ちょっと前になるがマレーシアの病院で胃カメラをのんだ。直接のキッカケは酒を飲んだ夜に妙に気持ち悪くて吐いたら血が混じっていたからだ。実は数年前にも健康診断で十二指腸辺りに影があると言われたまま放置しておいたこともあり『この際覚悟を決めて医者に診てもらおう!』と決心して妻の運転で病院へ向かった。最初に行ったパンタイ病院は日本語の出来るドクターが休暇中で閉まっていた。雨の中、萎えかけた気持ちを奮ってバングサという所にあるジャパン・メディケア・センターに車を走らせた。7年も暮らしていると、普段はあまり日本語に頼らなくても生活は出来るが、病気の時はやはり気が弱くなっていることや、微妙なニュアンスを医師に伝えきれぬが故のトラブル等あっては困るので、少々診療代は高くても日本語の分かるドクターを尋ねてしまうのである。簡単な問診の後ドクターから『心配だったら、今胃カメラのむか?食事はしちゃった?』と、胃薬でも飲むような軽い言い方で訊かれたので、一瞬勢いでその気になったが、やはり胃カメラは苦しいものという先入観のために『心の準備が出来てません』と翌日に実施することにしてもらった。しかし、色々な意味で覚悟をもって臨んだ翌日は想像以上に簡単であった。催眠剤を注射して寝ている間にカメラを挿入し撮影することに同意(サイン)したからである。苦悶の表情で長い管を飲み下す自分を勝手に想い描いていたが、口からカメラを挿入したかしないかのタイミングで寝てしまい、呆気ないほど苦痛はゼロであった。睡眠から目覚めた後は軽いスナックと飲み物を口にして待機し、名前を呼ばれてドクターの部屋へ入る。録画された映像をドクターと一緒に点検し“特に問題はないようだね”とのお墨付きと、記念の体内探検旅行映像CDを頂き全工程の終了であった。 常日頃からマレーシアの医療に関しては危ない噂(幼児に投与するという薬を直前に日本の医師に問い合わせたら劇薬だったのでストップさせたとか、痔の手術で肛門を切り過ぎたとか、何の手術だったか術後に半身不随になったとか・・・)を多々耳にしていて不信感アリアリの自分としては、思い切った決断と積年の懸案を晴らせた思わぬハッピーエンドであった。

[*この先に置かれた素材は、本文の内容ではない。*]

PR #115, opened 2016-10-17
use monotonically_increasing_id in zipWithUniqueId for 2.x

mengxr:
Both SPARK-9020 and SPARK-13473 were fixed in 2.x. This PR removes the workaround to get unique long IDs in 2.x.

### DIFF
--- a/src/main/spark-2.x/org/apache/spark/sql/SQLHelpers.scala
+++ b/src/main/spark-2.x/org/apache/spark/sql/SQLHelpers.scala
@@ -18,8 +18,8 @@
 package org.apache.spark.sql
 
 import org.apache.spark.sql.catalyst.expressions.Expression
-import org.apache.spark.sql.functions.udf
-import org.apache.spark.sql.types.{DataType, LongType, StructField, StructType}
+import org.apache.spark.sql.functions._
+import org.apache.spark.sql.types.DataType
 
 object SQLHelpers {
   def getExpr(col: Column): Expression = col.expr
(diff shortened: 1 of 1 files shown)


src/main/spark-2.x/org/apache/spark/sql/SQLHelpers.scala
```diff
@@ -28,17 +28,11 @@ object SQLHelpers {
...
-    val sqlContext = df.sqlContext
-    val schema = df.schema
-    val rdd = df.rdd.zipWithUniqueId().map { case (row, id) =>
-      Row(row, id)
-    }
-    val outputSchema = StructType(Seq(
-      StructField("row", schema, false), StructField("uniq_id", LongType, false)))
-    sqlContext.createDataFrame(rdd, outputSchema)
+    df.select(
+      struct(df.columns.map(c => df(c)) :_*).as("row"),
```
jkbradley: I'm encouraging people to use ```nestAsCol```.

jkbradley:
LGTM
I had one comment, if you don't mind fixing it.  Thanks!

jkbradley:
Oh nevermind, that looks like an actual test failure

src/main/spark-2.x/org/apache/spark/sql/SQLHelpers.scala
mengxr: That method is not visible under this package.

mengxr:
Closing this PR since `monotonically_increasing_id` still has problems. https://issues.apache.org/jira/browse/SPARK-14393

Issue #122, opened 2016-11-03
Connected Components: support legacy GraphX implementation


jkbradley:
Add option to use GraphX instead of new CC implementation

Issue #121, opened 2016-11-03
Connected Components: improve unit tests


jkbradley:
We should improve unit test coverage for CC before we release the new version.

mavencode01:
@mengxr I'm experiencing an issue with  connected component, basically I'm trying to cluster a hierarchical dataset. It works fine for small dataset, I could clustered the data into separate clusters. 

However, for large hierarchical dataset (about `1.60million vertices`) the result seems wrong. 
The resulting clusters from connected component have many intersections. This should not be the case. I expect the hierarchical dataset to be clustered into separate smaller clusters.

    ...
    val vertices = universe.map(u => (u.id, u.username, u.age, u.gamescore))
                              .toDF("id", "username", "age","gamescore")
                              .alias("v")


    val lookup = sparkSession.sparkContext.broadcast(universe.rdd.collectAsMap())


    def buildEdges(src: String, dest: String) = {
        Edge(lookup.value.get(src).get, lookup.value.get(dest).get, 0)
    }


    val edges  =  similarityDatasetNoJboss.mapPartitions(_.map(s => buildEdges(s.username1, s.username2)))
                                          .toDF("src", "dst", "default")

    val graph = GraphFrame(vertices, edges)

    val cc = graph.connectedComponents.run().select("id", "component")


Do some validation test

    Select id, count(component)
    group by id

I expect each id to belong to one cluster/component and count = 1

jkbradley:
@mavencode01 Do you know if your ```vertices``` DataFrame has multiple rows with the same ID?  If so, that might cause the bug you're seeing.  GraphFrames assumes that the vertices DataFrame is valid and does not verify or dedup.

mengxr:
@mavencode01 please create a new issue to continue the discussion. This one is only for adding new unit tests. I'm going to mark it as closed. Thanks!

PR #125, opened 2016-11-03
[#122] Add option to use GraphX for connected components

mengxr:
This PR adds a new parameter `algorithm` to `ConnectedComponents`, so users can use the implementation in GraphX by setting it to `"graphx"`. The default algorithm is called "graphframes". I thought about giving the algorithm a better name. But the names are either too long, e.g., "alternating-large-star-small-star", or hard to remember, e.g., "kiveris-2014".

Unit tests for `friends` graph are updated to test both code paths. More unit tests will be added as part of #121.

cc: @jkbradley


mengxr:
It seems that `collect_list` was defined but not registered in 1.6.2.

mengxr:
@jkbradley This should be ready for review.

jkbradley:
LGTM
Merging
Thanks!

Issue #124, opened 2016-11-03
Connected Components: checkpoint interval param


jkbradley:
Add configurable checkpoint interval for new CC implementation

felixcheung:
PR #126

jkbradley:
Fixed!

PR #126, opened 2016-11-05
[#124] Support checkpoint interval in connected components

mengxr:
This PR adds `checkpointInterval` to the new CC implementation. The logic for removing out-of-scope persisted DataFrames was removed to simplify the code. Those should be cleaned by Spark automatically. `System.gc()` gives hint.

The default value is 1 to avoid exploding the query plan. This might change after we support query plan checkpointing in Spark SQL.

cc: @jkbradley


jkbradley:
LGTM
Merging with master
Thanks!

PR #127, opened 2016-11-07
add empty and chain graphs to Graphs

mengxr:
This PR adds two simple graphs to `examples.Graphs`:

* empty graph with arbitrary ID type (that can be recognized by SQL)
* chain graph

The purpose is to simplify unit tests coming in #121.


mengxr:
merged since this is a trivial change

PR #128, opened 2016-11-08
use DecimalType for the sum in connected components

mengxr:
This PR uses decimal type to compute the sum to avoid possible overflow issues. Note that even with long integer overflow, it is very unlikely to have `prevSum == currSum` happen before convergence. This PR just removed that possibility.

cc: @jkbradley

### DIFF
--- a/src/main/scala/org/graphframes/lib/ConnectedComponents.scala
+++ b/src/main/scala/org/graphframes/lib/ConnectedComponents.scala
@@ -343,13 +343,19 @@ private object ConnectedComponents extends Logging {
 
       // Taking the sum in DecimalType to preserve precision.
       // We use 20 digits for long values and Spark SQL will add 10 digits for the sum.
-      // It should be able to handle 100 billion edges without overflow.
+      // It should be able to handle 200 billion edges without overflow.
       val (currSum, cnt) = ee.select(sum(col(SRC).cast(DecimalType(20, 0))), count("*")).rdd
         .map { r =>
           (r.getAs[BigDecimal](0), r.getLong(1))
         }.first()
       if (cnt != 0L && currSum == null) {
-        throw new ArithmeticException("The total sum of current assignments exceeded limit 1e30.")
+        throw new ArithmeticException(
+          s"""
+             |The total sum of edge src IDs is used to determine convergence during iterations.
+             |However, the total sum at iteration $iteration exceeded 30 digits (1e30),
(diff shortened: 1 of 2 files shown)


src/main/scala/org/graphframes/lib/ConnectedComponents.scala
```diff
@@ -346,9 +340,14 @@ private object ConnectedComponents extends Logging {
       ee.persist(StorageLevel.MEMORY_AND_DISK)
 
       // test convergence
-      val currSum = ee.select(sum(col(SRC))).as[Long].first()
+
+      // Taking the sum in DecimalType to preserve precision.
+      // We use 20 digits for long values and Spark SQL will add 10 digits for the sum.
+      // It should be able to handle 100 billion edges without overflow.
```
jkbradley: What happens with DecimalType overflow?  Will the value wrap or become null?

mengxr: `null`

jkbradley: Ok then I think we should either document that this can fail silently for > 100 billion edges or explicitly check and throw an exception.

mengxr: Added a check.

src/main/scala/org/graphframes/lib/ConnectedComponents.scala
```diff
@@ -346,9 +340,20 @@ private object ConnectedComponents extends Logging {
...
+      val (currSum, cnt) = ee.select(sum(col(SRC).cast(DecimalType(20, 0))), count("*")).rdd
+        .map { r =>
+          (r.getAs[BigDecimal](0), r.getLong(1))
+        }.first()
+      if (cnt != 0L && currSum == null) {
+        throw new ArithmeticException("The total sum of current assignments exceeded limit 1e30.")
```
jkbradley: I don't think users will understand this.  How about "The number of edges in this graph exceed 1e30, but Connected Components cannot support more than 1e30 edges."?

mengxr: 1e30 is not the number of edges. It is the sum of component IDs assigned. The component IDs could be as big as 1e19 (Long.MaxValue). So we can handle ~200 billion edges. I will update the message to make the message clearer.

jkbradley:
LGTM
merging
Thanks!

PR #129, opened 2016-11-08
[#121] add more unit tests to connected components

mengxr:
This PR adds more unit tests to connected components, mostly verifying the results on simple graph topologies. It does reveal two bugs:

1. I forgot to set the default value of `algorithm` param.
2. `indexedVertices` doesn't always cast ID to long.

cc: @jkbradley

### DIFF
--- a/src/test/scala/org/graphframes/lib/ConnectedComponentsSuite.scala
+++ b/src/test/scala/org/graphframes/lib/ConnectedComponentsSuite.scala
@@ -95,10 +95,10 @@ class ConnectedComponentsSuite extends SparkFunSuite with GraphFrameTestSparkCon
   }
 
   test("star graph") {
-    val n = 5
-    val g = Graphs.star(5)
+    val n = 5L
+    val g = Graphs.star(5L)
     val components = g.connectedComponents.run()
-    val expected = Set((0 to n).toSet) // star graph uses Int IDs instead of Long
+    val expected = Set((0L to n).toSet)
     assertComponents(components, expected)
   }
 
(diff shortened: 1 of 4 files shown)


src/test/scala/org/graphframes/lib/ConnectedComponentsSuite.scala
```diff
@@ -105,20 +181,21 @@ class ConnectedComponentsSuite extends SparkFunSuite with GraphFrameTestSparkCon
...
-    val actualComponents = actual.select("component", "id").rdd
-      .map { case Row(component: Long, id: T) =>
-        (component, id)
-      }.groupByKey()
+  private def assertComponents[T: ClassTag:TypeTag](
+      actual: DataFrame,
+      expected: Set[Set[T]]): Unit = {
+    import actual.sqlContext.implicits._
+    // note: not using agg + collect_list because collect_list is not available in 1.6.2 w/o hive
+    val actualComponents = actual.select("component", "id").as[(Long, T)].rdd
```
mengxr: Switched to `as` because in Spark 1.6 it returns `java.lang.Long` instead of `long`, which messed up case matching.

src/test/scala/org/graphframes/lib/ConnectedComponentsSuite.scala
```diff
@@ -59,8 +86,56 @@ class ConnectedComponentsSuite extends SparkFunSuite with GraphFrameTestSparkCon
...
+    val components = g.connectedComponents.run()
+    val expected = Set((0L until n).toSet)
+    assertComponents(components, expected)
+  }
+
+  test("star graph") {
+    val n = 5
+    val g = Graphs.star(5)
+    val components = g.connectedComponents.run()
+    val expected = Set((0 to n).toSet) // star graph uses Int IDs instead of Long
```
jkbradley: Shall we just change them to Long?  I doubt anyone will notice the API change.

thunterdb:
Please do not merge before #132  is merged first. The tests are currently failing.

jkbradley:
LGTM pending tests

Issue #123, opened 2016-11-03
Connected Components: Python API for new implementation


jkbradley:
Need to add params to fully support new implementation

PR #130, opened 2016-11-08
[#123] update connected component python interface

mengxr:
Updated the Python interface of connected components to expose params from the new implementation (pending travis).

### DIFF
--- a/python/graphframes/graphframe.py
+++ b/python/graphframes/graphframe.py
@@ -224,7 +224,7 @@ class GraphFrame(object):
         """
         jdf = self._jvm_graph.connectedComponents() \
             .setAlgorithm(algorithm) \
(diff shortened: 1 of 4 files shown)


python/graphframes/graphframe.py
```diff
@@ -207,15 +207,26 @@ def bfs(self, fromExpr, toExpr, edgeFilter=None, maxPathLength=10):
 
     # Standard algorithms
 
-    def connectedComponents(self):
+    def connectedComponents(self, algorithm = "graphframes", checkpointInterval = 1,
+                            broadcastThreshold = 1000000):
```
thunterdb: if the threshold is too large, it may become a python `long` and fail to get passed to the jvm. This is probably not going to happen anytime soon.

PR #132, opened 2016-11-09
Fixes the connected components tests

thunterdb:
They were failing because the checkpoint directory was not explicitly set. Also, the error would not get reported because of bash 'features'.

### DIFF
--- a/python/graphframes/tests.py
+++ b/python/graphframes/tests.py
@@ -16,6 +16,8 @@
 #
 
 import sys
+import tempfile
+import shutil
 
 if sys.version_info[:2] <= (2, 6):
     try:
@@ -37,7 +39,8 @@ class GraphFrameTestCase(unittest.TestCase):
     @classmethod
     def setUpClass(cls):
         cls.sc = SparkContext('local[4]', cls.__name__)
-        cls.sc.setCheckpointDir("/tmp")
+        cls.checkpointDir = tempfile.mkdtemp()
+        cls.sc.setCheckpointDir(cls.checkpointDir)
         cls.sql = SQLContext(cls.sc)
         # Small tests run much faster with spark.sql.shuffle.partitions=4
         cls.sql.setConf("spark.sql.shuffle.partitions", "4")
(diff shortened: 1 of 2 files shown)


python/run-tests.sh
```diff
@@ -56,10 +56,13 @@ set -e
 # Horrible hack for spark 1.4: we manually remove some log lines to stay below the 4MB log limit on Travis.
 # To remove when we ditch spark 1.4.
```
jkbradley: We can remove this now!

python/run-tests.sh
```diff
@@ -55,11 +55,14 @@ set -e
...
+# Since we pipe to remove the output, we need to use some horrible BASH features:
+# http://stackoverflow.com/questions/1221833/bash-pipe-output-and-capture-exit-status
+test ${PIPESTATUS[0]} -eq 0 || exit 1
 
 # Run doc tests
 
 cd "$DIR"
 
-exec python -u ./graphframes/graphframe.py "$@"
+python -u ./graphframes/graphframe.py "$@"
```
jkbradley: Not sure myself: Why did we have exec before, and why does it matter to have or not have it?

thunterdb: we do not need it here, I think, because we do not need to fork commands in the background.

python/run-tests.sh
thunterdb: Unfortunately, I see a lot of logs being generated for the spark 1.6 run. The spark 2 travis run does not print logs, as expected from the log4j file.

python/graphframes/tests.py
```diff
@@ -37,6 +37,7 @@ class GraphFrameTestCase(unittest.TestCase):
     @classmethod
     def setUpClass(cls):
         cls.sc = SparkContext('local[4]', cls.__name__)
+        cls.sc.setCheckpointDir("/tmp")
```
thunterdb: Fixed

jkbradley:
LGTM pending tests
Thanks a lot for noticing & fixing this!

thunterdb:
@jkbradley thanks, merging

Issue #85, opened 2016-05-23
How to use is with python3?


renewjoy:
When I runt this import with pyspark with python3.51, it errors:

> from graphframes import *
> ZipImportError: can't find module 'graphframes'

but is success in pyspark with python 2.7.1

mortada:
I'm running into the same issue

thunterdb:
The current infrastructure of spark-packages publishes python bytecode (`.pyc` files) instead of source files. Since the package was prepared with python2, I believe this is the issue.

Unless you have some specific ways to address this issue (i.e. a pull request), I am going to wait for the next release of sbt-spark-packages which should alleviate the bytecode issue.

nchammas:
@thunterdb - Can you expand on how this issue will be addressed by `sbt-spark-packages`? I'm curious.

By the way, the modern convention in Python for releasing artifacts is to publish [wheels](https://packaging.python.org/distributing/#wheels). Are there plans to use them?

psinger:
Is there any news regarding this? Makes it impossible for me to use the package currently as Im running everything with python 3.

nchammas:
@thunterdb - The latest [release of `sbt-spark-packages`](https://github.com/databricks/sbt-spark-package/releases) appears to be from August 15, a month after your latest comment. Is that release supposed to help fix this issue?

For the record, I'm also seeing that GraphFrames are broken on Python 3 as of Spark 2.0.0 / GraphFrames 0.2:

```
>>> print(spark.version)
2.0.0
>>> import sys
>>> print(sys.version)
3.5.2 (default, Sep 28 2016, 18:08:09) 
[GCC 4.2.1 Compatible Apple LLVM 8.0.0 (clang-800.0.38)]
>>> from graphframes.examples import Graphs
Traceback (most recent call last):
  File "<stdin>", line 1, in <module>
zipimport.ZipImportError: can't find module 'graphframes'
```

This works fine for me on Python 2.7.12.

Also, if someone wants to tackle the issue of Python 3 compatibility, where would they start? I can't seem to find documentation on how to build GraphFrames for Python.

nchammas:
Looks like this has been addressed in a recent PR: #135

thunterdb:
@renewjoy this issue is fixed in master, and a new release will be done soon. I am going to close this ticket.

8lenka8:
Hi,
[...]

PR #135, opened 2016-11-10
python 3 support

thunterdb:


.travis.yml
```diff
@@ -2,31 +2,50 @@ language: scala
...
-    - SPARK_VERSION=1.6.2 SPARK_BUILD="spark-1.6.2-bin-hadoop2.6" SPARK_BUILD_URL="http://d3kbcqa49mib13.cloudfront.net/spark-1.6.2-bin-hadoop2.6.tgz"
+    - PYSPARK_PYTHON=python3 SPARK_VERSION=2.0.1 SPARK_BUILD="spark-2.0.1-bin-hadoop2.7" SPARK_BUILD_URL="http://d3kbcqa49mib13.cloudfront.net/spark-2.0.1-bin-hadoop2.7.tgz"
+    - PYSPARK_PYTHON=python3 SPARK_VERSION=1.6.2 SPARK_BUILD="spark-1.6.2-bin-hadoop2.6" SPARK_BUILD_URL="http://d3kbcqa49mib13.cloudfront.net/spark-1.6.2-bin-hadoop2.6.tgz"
+    - PYSPARK_PYTHON=python2 SPARK_VERSION=2.0.1 SPARK_BUILD="spark-2.0.1-bin-hadoop2.7" SPARK_BUILD_URL="http://d3kbcqa49mib13.cloudfront.net/spark-2.0.1-bin-hadoop2.7.tgz"
+    - PYSPARK_PYTHON=python2 SPARK_VERSION=1.6.2 SPARK_BUILD="spark-1.6.2-bin-hadoop2.6" SPARK_BUILD_URL="http://d3kbcqa49mib13.cloudfront.net/spark-1.6.2-bin-hadoop2.6.tgz"
+
+addons:
+  apt:
+    packages:
+     - python3
```
mengxr: It seems that Python3 should be preinstalled on trusty image: https://docs.travis-ci.com/user/trusty-ci-environment/#Python. Do we need it here?

.travis.yml
```diff
@@ -2,31 +2,50 @@ language: scala
...
+     - python3-pip
 
 matrix:
   exclude:
   - scala: 2.10.5 # Spark 2.0.0 pre-built with Scala 2.11 in the tgz download
-    env: SPARK_VERSION=2.0.1 SPARK_BUILD="spark-2.0.1-bin-hadoop2.7" SPARK_BUILD_URL="http://d3kbcqa49mib13.cloudfront.net/spark-2.0.1-bin-hadoop2.7.tgz"
```
mengxr: Is it simpler if we don't list `scala` as the main language and let the test line be `sbt -Dscala.version=2.10.6`, e.g.?

.travis.yml
```diff
@@ -2,31 +2,50 @@ language: scala
...
   - scala: 2.11.7
-    env: SPARK_VERSION=1.6.2 SPARK_BUILD="spark-1.6.2-bin-hadoop2.6" SPARK_BUILD_URL="http://d3kbcqa49mib13.cloudfront.net/spark-1.6.2-bin-hadoop2.6.tgz"
+    env: PYSPARK_PYTHON=python2 SPARK_VERSION=1.6.2 SPARK_BUILD="spark-1.6.2-bin-hadoop2.6" SPARK_BUILD_URL="http://d3kbcqa49mib13.cloudfront.net/spark-1.6.2-bin-hadoop2.6.tgz"
 
 before_install:
  - ./bin/download_travis_dependencies.sh
 
 install:
  - pip install --user -r ./python/requirements.txt
+ - pip3 install --user -r ./python/requirements.txt
```
mengxr: We might use `pyenv` to switch python version first and make this line the same for py2 and py3.

.travis.yml
mengxr: Btw, shall we also bump scala version from `2.10.5` to `2.10.6`?

.travis.yml
thunterdb: You are right, I have not tried to remove these flags since moving to trusty.

.travis.yml
thunterdb: I am going to try it out.

.travis.yml
```diff
@@ -1,34 +1,31 @@
-language: scala
-scala:
-  - 2.10.5
-  - 2.11.7
 jdk:
   - oraclejdk7 # openJDK crashes sometimes
-sudo: false
+
+sudo: required
```
mengxr: If we no longer need to install `pip`, does it mean we don't need `sudo` either?

thunterdb: We do. trusty is beta, and fails (jvm package not properly installed)

.travis.yml
thunterdb: I suggest we keep it this way for now. It just takes a few seconds and it is simpler to install both.

nchammas:
I suppose this addresses #85.

In the future, it would be good to include "Fixes #85" in the PR description so that when the PR gets merged in, the associated issue gets automatically closed and people are notified that their issue is fixed.

thunterdb:
That's a great suggestion. Yes, we should tag the ticket in the title.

しかし、ここでハッピーエンドでコラムが終わってしまっては、この駄文集の意味も半減してしまう。今回書きたいのはNO.45の続編だ。医療ミスの疑いを曖昧にして何ら誠意を示さない大病院GleneaglsのCEO Mr.Stuart Packと担当医のDr. Chan Kim Yuenとのやりとりと経緯だ。彼らだって医者として高尚な理念の元に普段は行動していて、大多数の患者を治癒に導き、社会的にも立派な評価を得ている人達だとは想像出来ないこともない。しかし、彼らが我家族にとった態度と行動は“詭弁を弄し”、“時間稼ぎをし”、“事を曖昧にした”と言わざるを得ない。以下がその経緯の続編である。(妻が記録し、私がアイロニカルに怒りを抑えて加筆訂正した内容である。記録が膨大且つ詳細過ぎるので要旨のみとして他は大幅割愛したが、場合によっては匿名にしてある部分を実名にして詳細描写を付加して再公表することもも可能だ。また、時間の経過具合にも是非注目してほしい。如何に病院側の対応がスローかが分かって頂けると思う。)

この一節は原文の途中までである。